Alisse is a variant of Alice, from Germanic Adalheidis, meaning 'noble kind' or 'of noble sort.'
Alisse is a variant spelling of the name Alice, which carries one of the richest etymological pedigrees in Western naming history. The name descends from the Old French Aalis and Aaliz, themselves contracted forms of the Germanic Adalheidis — a compound of 'adal' (noble) and 'heid' (kind, sort, or nature). Thus Alice originally meant something like 'of noble nature' or 'noble kind.'
The name moved into English usage via Norman influence after 1066, and by the medieval period it was among the most common feminine names in England. Queen Alix of France, daughter of Eleanor of Aquitaine, helped establish its royal credentials across Europe. The name's cultural apotheosis came in 1865 with Lewis Carroll's 'Alice's Adventures in Wonderland,' which permanently attached Alice to qualities of curiosity, imagination, and fearless exploration of the unknown.

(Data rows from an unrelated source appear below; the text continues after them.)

PR #770, opened 2018-06-18
init and init_worker phases called on all policies

mikz:
During master process boot all available policies are loaded 
and get their `init` and `init_worker` phases executed.

Increases initial memory use by about 800 kB (which is later shared between workers).

### DIFF
--- a/gateway/src/apicast/executor.lua
+++ b/gateway/src/apicast/executor.lua
@@ -10,12 +10,16 @@ local PolicyChain = require('apicast.policy_chain')
 local policy = require('apicast.policy')
 local linked_list = require('apicast.linked_list')
 local prometheus = require('apicast.prometheus')
+local policy_loader = require('apicast.policy_loader')
 
 local setmetatable = setmetatable
+local ipairs = ipairs
 
 local _M = { }
 
 local mt = { __index = _M }
+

Carroll's Alice — named after real-life Alice Liddell, the daughter of a colleague — became one of the most iconic fictional characters in the English language, and her influence on the name's perception has never fully faded. The name experienced a major revival in the early twenty-first century, topping popularity charts in several countries as parents rediscovered its elegance and literary resonance. Alisse, as a spelling variant, softens the name with a doubled-s, giving it a slightly more feminine, lyrical texture.

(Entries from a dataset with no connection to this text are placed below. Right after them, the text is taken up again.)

PR #773, opened 2018-06-19
Keycloak Role check policy

### LINKED ISSUE #761: OAuth/OIDC authorization
# Work in progress

This is very incomplete proposal and we should gather some use cases how APIcast users want to use OAuth scopes/roles for authorization. Any use cases are much appreciated.

Would be great if we could gather:

- [ ] examples of JWT with some roles/scopes
- [ ] examples of HTTP requests passing through the gateway
- [ ] examples of how these JWT should be authorized
- [ ] examples of API calls made to Keycloak

We need to determine if we can go with simpler scope based authentication or need the full scope of [Authorization Services](https://www.keycloak.org/docs/3.4/authorization_services/index.html).

## Scope based authorization

We could use roles defined by the JWT and require them for some part of the API (for example by using #744)

### Example of Keycloak JWT using Client Credentials and Service Account

```json
{
  "jti": "be99b4c0-e4cd-40d9-858c-33f92930038f",
  "exp": 1528807306,
  "nbf": 0,
  "iat": 1528807006,
  "iss": "http://localhost:8000/auth/realms/APIcast",
  "aud": "someone",
  "sub": "f5d21857-d948-43e4-90a6-5ae537dafc53",
  "typ": "Bearer",
  "azp": "someone",
  "auth_time": 0,
  "session_state": "13ae673a-03fa-4ded-80fb-e78407cc8611",
  "acr": "1",
  "allowed-origins": [],
  "realm_access": {
    "roles": [
      "uma_authorization"
    ]
  },
  "resource_access": {
    "someone": {
      "roles": [
        "uma_protection"
      ]
    },
    "account": {
      "roles": [
        "manage-account",
        "manage-account-links",
        "view-profile"
      ]
    }
  },
  "clientId": "someone",
  "clientHost": "172.17.0.1",
  "preferred_username": "service-account-someone",
  "clientAddress": "172.17.0.1",
  "email": "service-account-someone@placeholder.org"
}
```

### Example of Keycloak JWT using Authorization Code and user

```json
{
  "jti": "55b0d145-635c-4ed4-b86c-1e298f51cd49",
  "exp": 1528808365,
  "nbf": 0,
  "iat": 1528808065,
  "iss": "http://localhost:8000/auth/realms/APIcast",
  "aud": "someone",
  "sub": "4971c0f6-c030-4572-9fa8-ef4b48ab36e0",
  "typ": "Bearer",
  "azp": "someone",
  "auth_time": 1528807928,
  "session_state": "422b4f08-c238-4153-86e7-87571c00e00c",
  "acr": "0",
  "allowed-origins": [],
  "realm_access": {
    "roles": [
      "internal",
      "uma_authorization"
    ]
  },
  "resource_access": {
    "account": {
      "roles": [
        "manage-account",
        "manage-account-links",
        "view-profile"
      ]
    }
  },
  "name": "Michal Cichra",
  "preferred_username": "michal",
  "given_name": "Michal",
  "family_name": "Cichra",
  "email": "mcichra@redhat.com"
}
```

We could for example verify the list of roles required by the policy against  `resource_access.account.roles` or `realm_access.roles`.

## Authorization services

Not sure how portable Keycloak's [Authorization Services](https://www.keycloak.org/docs/3.4/authorization_services/index.html) are.

y-tabata:
Closes #761.


gateway/src/apicast/policy/scope_check/scope_check.lua
```diff
@@ -0,0 +1,88 @@
...
+local ipairs = ipairs
+local format = string.format
+local gsub = ngx.re.gsub
+local match = ngx.re.match
+
+local TemplateString = require 'apicast.template_string'
+
+local new = _M.new
+
+local function build_templates(scopes)
```
mikz: Why using Liquid?

It is not exposed to users and it would be much simpler to just use a table to index roles and then look them up.

gateway/src/apicast/policy/scope_check/scope_check.lua
```diff
@@ -0,0 +1,88 @@
...
+    local uri_regex, _, _ = gsub(scope.resource, "\\*", ".*")
+    uri_regex = format("^%s$", uri_regex)
+
+    local m_uri, _ = match(uri, uri_regex)
+    if m_uri then
+      -- role check
+      local matched = true
+      for _, role in ipairs(scope.roles) do
+        local roles_in_token = role.template_string:render(context)
+        local m_role, _ = match(roles_in_token, role.role)
```
mikz: Users can write regex to match roles?

gateway/src/apicast/policy/scope_check/scope_check.lua
```diff
@@ -0,0 +1,88 @@
...
+  build_templates(self.scopes)
+
+  return self
+end
+
+local function scope_check(self, context)
+  local uri = self.scopes.template_string:render(ngx_variable.available_context(context))
+
+  for _, scope in ipairs(self.scopes) do
+    local uri_regex, _, _ = gsub(scope.resource, "\\*", ".*")
```
mikz: Would it make sense to reuse our wildcard matching we have for mapping rules?

gateway/src/apicast/policy/scope_check/scope_check.lua
```diff
@@ -0,0 +1,88 @@
...
+      local matched = true
+      for _, role in ipairs(scope.roles) do
+        local roles_in_token = role.template_string:render(context)
+        local m_role, _ = match(roles_in_token, role.role)
+        if not m_role then
+          matched = false
+          break
+        end
+      end
+      if matched then return { match = true } end
```
mikz: Every time this method executes a new table will be allocated.

Any reason to not use simple true/false ?

gateway/src/apicast/template_string.lua
```diff
@@ -63,8 +63,7 @@ for name, func in pairs(liquid_filters) do
   liquid_filter_set:add_filter(name, func)
 end
 
--- Set resource limits to avoid loops
-local liquid_resource_limit = LiquidResourceLimit:new(nil, nil, 0)
+local liquid_resource_limit
```
mikz: In case Liquid is actually needed, there is no need for this variable to be defined on the top level.

gateway/src/apicast/policy/scope_check/apicast-policy.json
```diff
@@ -0,0 +1,50 @@
...
+          "properties": {
+            "roles": {
+              "type": "array",
+              "description": "Roles necessary to access the resource",
+              "items": {
+                "type": "object",
+                "properties": {
+                  "role": {
+                    "type": "string",
+                    "description": "Name of the role"
```
mikz: I'm not really sure who's is this role. User's ?

Then we should name it clearly. Right now "role" vs "client" does not really say much.

y-tabata:
@mikz Thank you for your reviewing.
Since I think it is better to have something concrete to discuss the design, I created this one.

> For example I'm not sure about the regex matching of roles. The code supports it, but there are no tests for it so I'm not sure it is desired or not.

The regex is only for matching the wildcard. It checks `/aaa` matches `/*`.

> Also, in OIDC/OAuth2 the terminology is pretty clear and we should try to stick to it. Some things can be related to the Client or the User, so we should be careful and name them properly.

I think so too.

> Also, is there any RFC or examples this is following? How can we be sure the JWT will contain those fields even when using different IDP than RHSSO?

There is no RFC for roles or scopes. The implement of the realm role and the client role is the RHSSO original. We may need to make this to be able to add other IDPs easily.

gateway/src/apicast/policy/scope_check/scope_check.lua
y-tabata: @mikz Yes, you're right. Fixed.

gateway/src/apicast/policy/scope_check/scope_check.lua
y-tabata: @mikz No. Changed not to use regex.

gateway/src/apicast/policy/scope_check/scope_check.lua
y-tabata: Changed.

gateway/src/apicast/policy/scope_check/scope_check.lua
y-tabata: @mikz Now there is no reason. Changed.

gateway/src/apicast/template_string.lua
y-tabata: Removed changes.

gateway/src/apicast/policy/scope_check/apicast-policy.json
y-tabata: Clarified the realm roles and the client roles.

gateway/src/apicast/policy/scope_check/scope_check.lua
```diff
@@ -0,0 +1,105 @@
...
+function _M:access(context)
+  if scope_check(self.scopes, context.jwt) then
+    if self.type == "blacklist" then
+      ngx.status = context.service.auth_failed_status
+      ngx.say(context.service.error_auth_failed)
+      return ngx.exit(ngx.status)
+    end
+  else
+    if self.type == "whitelist" then
+      ngx.status = context.service.auth_failed_status
```
mikz: This is the same as in the block before, right? Would be nice if it would not have to be duplicated.

gateway/src/apicast/policy/scope_check/scope_check.lua
```diff
@@ -0,0 +1,105 @@
...
+          if not check_roles_in_token(role.name, jwt.resource_access[role.client].roles) then
+            matched_all_role = false
+            break
+          end
+        end
+      end
+
+      if scope.realm_roles then
+        for _, role in ipairs(scope.realm_roles) do
+          if not jwt.realm_access then
```
mikz: This is another field that needs some pointer to it's meaning.  Basically all the `jwt.` fields need to be described somehow, so developers can go and read about what they mean and what is the format they can expect.

gateway/src/apicast/policy/scope_check/scope_check.lua
```diff
@@ -0,0 +1,105 @@
...
+  self.scopes = config.scopes or {}
+
+  init_mapping_rules(self.scopes)
+
+  return self
+end
+
+local function check_roles_in_token(role, roles_in_token)
+  local matched_each_role = false
+  for _, role_in_token in ipairs(roles_in_token) do
```
mikz: This whole method can be simplified as:

```lua
for _, role_in_token in ipairs(roles_in_token) do
  if role == role_in_token then return true end
end
```

gateway/src/apicast/policy/scope_check/scope_check.lua
```diff
@@ -0,0 +1,105 @@
...
+  end
+
+  return matched_each_role
+end
+
+local function scope_check(scopes, jwt)
+  local uri = ngx.var.uri
+
+  for _, scope in ipairs(scopes) do
+    -- resource check
```
mikz: I think it would be great to extract this part into a function. This one is too large and does two things.

In the end if it is split into more functions it could be simplified to:

```lua
for _, scope in ipairs(scopes) do
  if match_resource_roles(scope, jwt) and match_client_roles(scope, jwt) then
   return true
  end
end
```

gateway/src/apicast/policy/scope_check/scope_check.lua
```diff
@@ -0,0 +1,105 @@
...
+
+local new = _M.new
+
+local function init_mapping_rules(scopes)
+  for _, scope in ipairs(scopes) do
+    scope.mapping_rule = MappingRule.from_proxy_rule({
+      http_method = 'GET',
+      pattern = scope.resource,
+      querystring_parameters = {},
+      metric_system_name = 'hits',
```
mikz: I know why this is here: https://github.com/3scale/apicast/blob/db9f97e430d1ed01abf78b7aeddfbc493a4a2fc8/gateway/src/apicast/mapping_rule.lua#L89

This is task for us: improve MappingRule be allowed initialize without metric system name, so it can be used for such things. 

`delta` should not be needed too (because we just do matching, not incrementing metrics).

gateway/src/apicast/policy/scope_check/scope_check.lua
```diff
@@ -0,0 +1,105 @@
...
+
+local ipairs = ipairs
+local MappingRule = require('apicast.mapping_rule')
+
+local new = _M.new
+
+local function init_mapping_rules(scopes)
+  for _, scope in ipairs(scopes) do
+    scope.mapping_rule = MappingRule.from_proxy_rule({
+      http_method = 'GET',
```
mikz: I think it would be better if this would be some non http method keyword like 'ANY'. Also it could be in a variable so it is reused when calling `scope.mapping_rule:matches`.

gateway/src/apicast/policy/scope_check/scope_check.lua
```diff
@@ -0,0 +1,105 @@
+local policy = require('apicast.policy')
+local _M = policy.new('Scope Check Policy')
```
mikz: As @nmasse-itix pointed out, would be good to name this policy as Keycloak/RH-SSO specific if it only supports Keycloak/RH-SSO.

spec/policy/scope_check/scope_check_spec.lua
```diff
@@ -0,0 +1,534 @@
...
+
+          assert(scope_check_policy:access(context))
+        end)
+
+        it('wildcard', function()
+          local scope_check_policy = ScopeCheckPolicy.new({
+            scopes = {
+              {
+                client_roles = { { name = "aaa", client = "ccc" } },
+                resource = "/bbb/{wildcard}"
```
mikz: Actually how the MappingRule patters are defined, this should pass even without the wildcard.

`/bbb/` will match `/bbb/*`. To terminate at the end the pattern would have to include `$` like `/bbb/$` would not match `/bbb/a`, but only `/bbb/`.

Is that desired?

spec/policy/scope_check/scope_check_spec.lua
```diff
@@ -0,0 +1,534 @@
...
+                realm_roles = { { name = "ddd" } },
+                resource = "/eeeyyy{wildcard}"
+              },
+              {
+                realm_roles = { { name = "rrr" } },
+                resource = "/{wildcard}ggg"
+              },
+              {
+                client_roles = { { name = "fff", client = "hhh" } },
+                resource = "/z{wildcard}ggg"
```
mikz: Those tests are not very readable to me. I'm not sure what is it, but it is hard to understand what is going on.

Maybe it is just those random characters in roles and urls, or actually that they are quite big and have a lot of configuration. It is hard to know *why* the test should be passing/failing.

nmasse-itix:
Yes, for sure ! I can provide the user stories, test the policy once developed and help for the doc.

gateway/src/apicast/policy/scope_check/scope_check.lua
```diff
@@ -0,0 +1,105 @@
...
+      end
+
+      if scope.realm_roles then
+        for _, role in ipairs(scope.realm_roles) do
+          if not jwt.realm_access then
+            matched_all_role = false
+            break
+          end
+
+          if not check_roles_in_token(role.name, jwt.realm_access.roles) then
```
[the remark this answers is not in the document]
y-tabata: Added comments.

gateway/src/apicast/policy/scope_check/scope_check.lua
```diff
@@ -0,0 +1,105 @@
...
+
+  for _, scope in ipairs(scopes) do
+    -- resource check
+    if scope.mapping_rule:matches('GET', uri) then
+      -- role check
+      local matched_all_role = true
+
+      if scope.client_roles then
+        for _, role in ipairs(scope.client_roles) do
+          if not jwt.resource_access or not jwt.resource_access[role.client] then
```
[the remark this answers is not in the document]
y-tabata: Added comments.

gateway/src/apicast/policy/scope_check/scope_check.lua
y-tabata: Added comments.

gateway/src/apicast/policy/scope_check/scope_check.lua
y-tabata: Changed.

gateway/src/apicast/policy/scope_check/scope_check.lua
y-tabata: Changed.

gateway/src/apicast/policy/scope_check/scope_check.lua
y-tabata: Changed.

gateway/src/apicast/policy/scope_check/scope_check.lua
y-tabata: Removed `delta`.

gateway/src/apicast/policy/scope_check/scope_check.lua
y-tabata: Changed.

gateway/src/apicast/policy/scope_check/scope_check.lua
y-tabata: Changed.

spec/policy/scope_check/scope_check_spec.lua
y-tabata: Changed.

spec/policy/scope_check/scope_check_spec.lua
y-tabata: Changed.

gateway/src/apicast/policy/keycloak_scope_check/keycloak_scope_check.lua
```diff
@@ -0,0 +1,157 @@
+--- Keycloak Scope Check Policy
+-- This policy exposes the realm roles and the client roles in the JWT.
+--
+--- The realm roles are specified when you want to add scope check to the every client's resources or 3scale itself.
+-- https://www.keycloak.org/docs/latest/server_admin/index.html#realm-roles
```
mikz: Would be good to pin this to a particular version, so the link does not break over time.

gateway/src/apicast/policy/keycloak_scope_check/keycloak_scope_check.lua
```diff
@@ -0,0 +1,157 @@
...
+
+local function match_client_roles(scope, jwt)
+  if not scope.client_roles then return true end
+
+  for _, role in ipairs(scope.client_roles) do
+    if not jwt.resource_access or not jwt.resource_access[role.client] then
+      return false
+    end
+
+    if not check_roles_in_token(role.name, jwt.resource_access[role.client].roles) then
```
mikz: Would be good to store `jwt.resource_access[role.client]` in a variable, so you don't have to access it twice.


```lua
local client_roles = jwt.resource_access and jwt.resource_access[role.client]
```

gateway/src/apicast/policy/keycloak_scope_check/apicast-policy.json
```diff
@@ -0,0 +1,63 @@
+{
+  "$schema": "http://apicast.io/policy-v1/schema#manifest#",
+  "name": "Keycloak Scope Check",
```
mikz: It is not really checking Scope, but Roles, right?

gateway/src/apicast/policy/keycloak_scope_check/apicast-policy.json
```diff
@@ -0,0 +1,63 @@
...
+  "summary": "Adds scope check with Keycloak.",
+  "description": [
+    "This policy adds scope check with Keycloak.\n",
+    "This policy exposes realm roles and client roles in the access token."
```
mikz: This policy does not expose anything, but verifies those roles, right?

gateway/src/apicast/policy/keycloak_scope_check/apicast-policy.json
```diff
@@ -0,0 +1,63 @@
...
+                  "client": {
+                    "type": "string",
+                    "description": "Client of the role"
+                  }
+                }
+              }
+            },
+            "resource": {
+              "type": "string",
+              "description": "Resource controlled by scope. Specify the path(like '/aaa') of the resource. Wildcard({wildcard}) can be used."
```
mikz: I think this should say it is the same format as Mapping Rules. And that it matches from the beginning of the string and to make an exact match you need to use `$` at the end.

gateway/src/apicast/policy/keycloak_scope_check/keycloak_scope_check.lua
y-tabata: Changed.

gateway/src/apicast/policy/keycloak_scope_check/keycloak_scope_check.lua
y-tabata: Changed.

gateway/src/apicast/policy/keycloak_scope_check/apicast-policy.json
y-tabata: Changed.

gateway/src/apicast/policy/keycloak_scope_check/apicast-policy.json
y-tabata: Changed.

gateway/src/apicast/policy/keycloak_scope_check/apicast-policy.json
mikz: @y-tabata this looks like one of the last blockers. This policy does not really do anything with OAuth Scopes as the name might imply.

y-tabata: Since I think "role check" means only to check the particular roles are existing or not in the jwt and "scope check" means to check it has enough roles to access the particular resources or not, I believe "scope check" is better.

mikz: But "scope" is a defined term in OIDC/OAuth terminology.  It is what Client is asking to access from the User. I'd try to not overload the term and give users false impressions this is related.

What about "Protect resources with Keycloak User and Realm Roles" ?

gateway/src/apicast/policy/keycloak_scope_check/keycloak_scope_check.lua
```diff
@@ -0,0 +1,163 @@
...
+--         "<client_role_A>", "<client_role_B>"
+--       ]
+--     }
+--   }
+-- }
+--
+-- And you need to specify the "client_roles" in this policy as follows:
+--
+-- "client_roles": [
+--   { "name": "<client_role_A>", "client": "<client_A>" },
```
mikz: @y-tabata what are the implications of "client" being static in the configuration? Won't every client have there different id ? 
Won't you need this to be the actual client id from the JWT?

gateway/src/apicast/policy/keycloak_scope_check/apicast-policy.json
y-tabata: According to [the document](https://www.keycloak.org/docs/4.0/server_admin/index.html#_role_scope_mappings), I understand that the "roles" in the access token is itself the "scope" which the user permitted to the client, so what we checks is the "scope".
How do you think?

> What about "Protect resources with Keycloak User and Realm Roles" ?

Your suggestion is not changing the policy name to "Keycloak Roles Check", but changing the summary like that?

gateway/src/apicast/policy/keycloak_scope_check/keycloak_scope_check.lua
y-tabata: The "client" means the property name of the json schema. The actual client is "<client_A>" and "<client_B>".

mikz: Yes, but my point is that "client" value (client_A, client_B) will be dynamic, correct?

If for example you have a JWT from a Client "foobar" then this JWT might have `"resource_access": { "foobar": { "roles": ["finance"] }}`.
Now imagine you have 10000 clients. You don't want to maintain 10000 lines in the policy configuration saying that each client requires role finance. 

Will the client name in the "resource_access" refer to the "client id"  in the `azp`/`aud` claim?

gateway/src/apicast/policy/keycloak_scope_check/apicast-policy.json
mikz: My suggestion would be to change the policy name to "Protect resources with Keycloak User and Realm Roles", but maybe that is too long to pass the validation.

The linked document explains how to limit "Scope" of the "Client" has to "User"'s "Roles".
It explains how a Client can have just limited Scope of access. It controls what roles will be given to the access token. 

This policy would still operate only on Roles.

nmasse-itix: I agree, we should use "role" and not "scope".

The scope is the mean for the client (the consuming application) to ask to use the role of a user, or when dealing with the client credentials flow, the role of the client itself. 

But, there are also implicit roles (you do not have to set a scope to use it) and they are present in the token along with the explicit roles: https://www.keycloak.org/docs/3.3/server_admin/topics/roles/realm-roles.html

So, I would definitely prefer "role" and not "scope".

gateway/src/apicast/policy/keycloak_scope_check/keycloak_scope_check.lua
nmasse-itix: I think you raised an interesting question. 

A client can ask to use one of its client roles or another client role (see https://www.keycloak.org/docs/3.3/server_admin/topics/roles/client-roles.html) 

If you have two clients (app1, app2) with a role defined in each (app1 defines roleapp1, app2 defines roleapp2) and a user has the two roles, the access token would contain:
```
    "realm_access": {
    },
    "resource_access": {
        "app1": {
            "roles": [
                "roleapp1"
            ]
        },
        "app2": {
            "roles": [
                "roleapp2"
            ]
        }
    },
```

With this given configuration, there is not much room for interpretation: if I want to restrict access to GET /a to appa/roleappa and GET /b to appb/roleappb, the code is straightforward.

But if both apps define the same role ? This might be a perfectly valid expectation from the customer and especially with the PSD2 regulation. 

Given an API with two endpoints:
 - `GetAccountDetails`
 - `MoneyTransfer`

The bank might want to make sure:
1) the user is entitled to do bank transfers globally
2) the app has been granted to access the `MoneyTransfer` endpoint
3) the user is entitled to do a bank transfer on this specific application

In RH-SSO, this scenario is achieved as such:
1) is a realm role or client role of a well known client
2) is scope restriction (=> "Full scope allowed" is unchecked in the client config)
3) is a client role in each client that is given on a per user basis

In this configuration, the rules to access MoneyTransfer would be:
- the token has the realm role `money_transfer` (or the client role `bank/money_transfer`)
- the token has the client role `money_transfer` **of the current client**

So, I think the policy should allow both use cases: 
1. checking that the token issued for a client (`appA`) has a defined client role of a well known client (`appB/roleB`)
2. checking that the token issued for a client (`appX`) has a defined client role of itself (`appX/role`)

Suggestion on how to configure the policy for both use cases: 
1. `"client_roles": [ { "name": "roleB", "client": "appB" } ]`
2. `"client_roles": [ { "name": "role" } ]`

I tried to be as clear as possible. Let me know if not. 😄

gateway/src/apicast/policy/keycloak_scope_check/apicast-policy.json
y-tabata: I understand "role" is proper in Keycloak.
Thank you @mikz @nmasse-itix!

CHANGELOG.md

Alisse belongs to a family of spelling variants — Alys, Alysse, Alis, Alyce — that have existed alongside the standard Alice for centuries, each era finding its own way to individualize this enduring classic. For contemporary parents, Alisse offers the full weight of the name's noble and literary heritage while wearing a distinctive orthographic signature, a small act of personalization within a long tradition.